# Chubby gorilla battery cases



## wiesbang (16/1/17)

Anyone else have these in stock?
Sirvape is out of stock

Reactions: Like 1


----------



## Maxxis (16/1/17)

Stock on the way. Hang in there!


Sent from my iPhone using Tapatalk

Reactions: Like 2


----------



## wiesbang (16/1/17)

Can't wait! You have a ETA maybe?
I need to get some juice asap so want to know if I need to wait or get the juice so long.

Sent from my SM-G935F using Tapatalk


----------



## Silver (16/1/17)

Those look cool
Thanks for sharing @wiesbang

Reactions: Like 1


----------



## SamuraiTheVapor (17/1/17)

@Sir Vape had this afternoon, looks like they are sold out now.
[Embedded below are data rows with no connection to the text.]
PR #293, opened 2019-08-27
Support for Dynamic Content

hscabral:
Added support to Dynamic Content as per https://developer.zendesk.com/rest_api/docs/support/dynamic_content

- List and maintain Items
- List and Item Variants

### DIFF
--- a/src/main/java/org/zendesk/client/v2/Zendesk.java
+++ b/src/main/java/org/zendesk/client/v2/Zendesk.java
@@ -53,8 +53,8 @@ import org.zendesk.client.v2.model.TwitterMonitor;
 import org.zendesk.client.v2.model.User;
 import org.zendesk.client.v2.model.UserField;
 import org.zendesk.client.v2.model.UserRelatedInfo;
-import org.zendesk.client.v2.model.dynamic.Item;
-import org.zendesk.client.v2.model.dynamic.Variant;
+import org.zendesk.client.v2.model.dynamic.DynamicContentItem;
+import org.zendesk.client.v2.model.dynamic.DynamicContentItemVariant;
 import org.zendesk.client.v2.model.hc.Article;
 import org.zendesk.client.v2.model.hc.ArticleAttachments;
 import org.zendesk.client.v2.model.hc.Category;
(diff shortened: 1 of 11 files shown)


aheritier:
@hscabral do you think it could be not too difficult to try to add some integration tests ?

src/main/java/org/zendesk/client/v2/Zendesk.java
```diff
@@ -1609,6 +1611,68 @@ public SatisfactionRating createSatisfactionRating(Ticket ticket, SatisfactionRa
         return createSatisfactionRating(ticket.getId(), satisfactionRating);
     }
 
+    //////////////////////////////////////////////////////////////////////
+    // Action methods for Dynamic Content - Items and Variants
+    //////////////////////////////////////////////////////////////////////
+
+    public Iterable<Item> getItems() {
```
johnou: Little dangerous using getItemX if this is specific to dynamic content as it may clash with another feature.

hscabral:
> @hscabral do you think it could be not too difficult to try to add some integration tests ?

I will look into it.

src/main/java/org/zendesk/client/v2/Zendesk.java
hscabral: @johnou how do you mean clash? I don't remember seeing this as ambiguous, or anything using reflection that could affect using this.

johnou: In the sense Zendesk may introduce Article items.. and Item would be ambiguous, why not rename to DynamicContentItem?

johnou: I checked what Zendesk named it in the official SDK.. https://github.com/zendesk/zendesk_api_client_php/blob/master/src/Zendesk/API/Resources/Core/DynamicContentItems.php

hscabral: @johnou got it, sounds good, I will make this change and push here.

hscabral:
I have performed the class name refactoring and added a simple iteration and fetch test.

src/main/java/org/zendesk/client/v2/model/dynamic/DynamicContentItem.java
```diff
@@ -0,0 +1,217 @@
...
+    }
+
+    @Override
+    public int hashCode() {
+        return Objects.hash(id, url, name, placeholder, defaultLocaleId, outdated, createdAt, updatedAt, variants);
+    }
+
+    @Override
+    public String toString() {
+        return "{" +
```
johnou: class name?

src/main/java/org/zendesk/client/v2/model/dynamic/DynamicContentItemVariant.java
```diff
@@ -0,0 +1,220 @@
...
+
+    @Override
+    public int hashCode() {
+        return Objects.hash(id, url, content, localeId, outdated, active, isDefault, createdAt, updatedAt);
+    }
+
+    @Override
+    public String toString() {
+        return "{" +
+            " id='" + getId() + "'" +
```
johnou: class name in tostring?

aheritier:
I will update the `toString()` @johnou

Issue #629, opened 2023-10-19
Support for Safe Updates


PierreBtz:
### Discussed in https://github.com/cloudbees-oss/zendesk-java-client/discussions/627

<div type='discussions-op-text'>

<sup>Originally posted by **btpnlsl** October 17, 2023</sup>
I was wondering if there were any plans for the Zendesk Client to support safe updates as described in the [Protecting against ticket update collisions](https://developer.zendesk.com/documentation/ticketing/managing-tickets/creating-and-updating-tickets/#protecting-against-ticket-update-collisions) documentation?</div>

PR #630, opened 2023-10-19
Add Ticket properties to support safe update

btpnlsl:
#629 
This change adds the `safe_update` and `updated_stamp` properties to the `Ticket` class to support Zendesk's protection against ticket update collisions as described in [the Zendesk documentation](https://developer.zendesk.com/documentation/ticketing/managing-tickets/creating-and-updating-tickets/#protecting-against-ticket-update-collisions).

These properties will only serialize into JSON when `safe_update` is set to TRUE.

I've added some unit tests for serialization and have performed some manual tests to validate:
- Attempting to update a ticket with `safe_update` set to true can succeed.
- Attempting to update an out-of-date ticket with `safe_update` set to true will result in a HTTP CONFLICT status.
- Attempting to update an out-of-date ticket with `safe_update` set to false will succeed.

### DIFF
--- a/src/main/java/org/zendesk/client/v2/model/Ticket.java
+++ b/src/main/java/org/zendesk/client/v2/model/Ticket.java
@@ -222,7 +222,7 @@ public class Ticket extends Request implements SearchResultEntity {
   }
 
   /**
-   * The safe_update & update_stamp parameters are used by the Zendesk API to protect against update
+   * The safe_update &amp; update_stamp parameters are used by the Zendesk API to protect against update
    * collisions. If the safe_update parameter is set to true and Zendesk detects that a ticket has
    * been updated since the time specified in update_stamp then it will return an HTTP CONFLICT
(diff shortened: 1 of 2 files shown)


src/main/java/org/zendesk/client/v2/model/Ticket.java
```diff
@@ -218,6 +221,34 @@ public void setIsPublic(Boolean isPublic) {
     this.isPublic = isPublic;
   }
 
+  /**
+   * The safe_update & update_stamp parameters are used by the Zendesk API to protect against update
```
PierreBtz, line 225: I believe the javadoc generation error is due to the unencoded &. Let's try:

```suggestion
   * The safe_update &amp; update_stamp parameters are used by the Zendesk API to protect against update
```

PierreBtz (approved):
lgtm, thanks for the contribution. I'll merge once CI is green.

PierreBtz (approved):

PR #632, opened 2023-11-06
[bug] Revert a test that highlights a bug in the Zendesk Rest API

PierreBtz:
This additional assertion was (righfully) added in https://github.com/cloudbees-oss/zendesk-java-client/pull/614. However the sort_by parameter is incorrect, it should be alphabetical as per https://developer.zendesk.com/api-reference/ticketing/business-rules/triggers/#list-triggers. However doing so (in CPB mode only), results in a Zendesk error:

```
{
    "error": {
        "title": "DatabaseError",
        "message": "Unknown database error"
    }
}
```

This was missing by the CI pipeline (to be investigated too). This is also a blocker for the release.

### DIFF
--- a/src/test/java/org/zendesk/client/v2/RealSmokeTest.java
+++ b/src/test/java/org/zendesk/client/v2/RealSmokeTest.java
@@ -314,12 +314,8 @@ public class RealSmokeTest {
   public void getTriggersWithParameters() throws Exception {
     createClientWithTokenOrPassword(2);
     int count = 0;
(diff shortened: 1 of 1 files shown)


cryptomail:
Thanks, working internally with the team to see how to best proceed. Thanks again for your attention on this.

PierreBtz:
Superseded by https://github.com/cloudbees-oss/zendesk-java-client/pull/634#event-10878757410

PR #633, opened 2023-11-06
Fix sorting when using cbp for Triggers; Fix Trigger model to match documented JSON format

sircpl:
Smoke test was previously providing a `sort_by` of `title` which is not a supported sorting attribute (for cursor based pagination, or legacy pagination). My triggers that I used to test just happened to be sorted by title allowing the test to pass despite the invalid sort parameter 🤦 

This brought to light the fact that the correct parameter for CBP is `sort`. The documentation is in the process of being updated, and this PR will bring the implementation in line with the documentation. I modified the test to cover sort order in both directions (asc, dec)

I also fixed an issue with the `Trigger` model where several fields were not mapped properly. They now match the documented json format https://developer.zendesk.com/api-reference/ticketing/business-rules/triggers/#json-format


sircpl:
Closing as I've discovered a bug in the cbp implementation in the endpoint. Will put up a pr to revert triggers cbp portion of https://github.com/cloudbees-oss/zendesk-java-client/pull/614

PR #634, opened 2023-11-06
Revert changes to getTriggersWithParameters due to CBP bug in API

sircpl:
Until we can address the CBP bug for triggers let's revert this portion of https://github.com/cloudbees-oss/zendesk-java-client/pull/614

### DIFF
--- a/src/test/java/org/zendesk/client/v2/RealSmokeTest.java
+++ b/src/test/java/org/zendesk/client/v2/RealSmokeTest.java
@@ -317,7 +317,7 @@ public class RealSmokeTest {
     String title = null;
     for (Trigger t : instance.getTriggers(null, true, "alphabetical", SortOrder.ASCENDING)) {
       if (title != null) {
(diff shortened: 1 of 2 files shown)


src/test/java/org/zendesk/client/v2/RealSmokeTest.java
```diff
@@ -315,9 +315,9 @@ public void getTriggersWithParameters() throws Exception {
     createClientWithTokenOrPassword(2);
     int count = 0;
     String title = null;
-    for (Trigger t : instance.getTriggers(null, true, "title", SortOrder.ASCENDING)) {
+    for (Trigger t : instance.getTriggers(null, true, "alphabetical", SortOrder.ASCENDING)) {
       if (title != null) {
-        assertTrue(title.compareTo(t.getTitle()) < 0);
```
PierreBtz, line 320: The comparison should ignore case (seen this while running against our test instance).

http://www.sirvape.co.za/collections/new/products/new-chubby-gorilla-signature-battery-case


----------



## Maxxis (17/1/17)

wiesbang said:


> Can't wait! You have a ETA maybe?
> I need to get some juice asap so want to know if I need to wait or get the juice so long.
> 
> Sent from my SM-G935F using Tapatalk



Not as yet. Should have eta in the next day or two 


Sent from my iPhone using Tapatalk


----------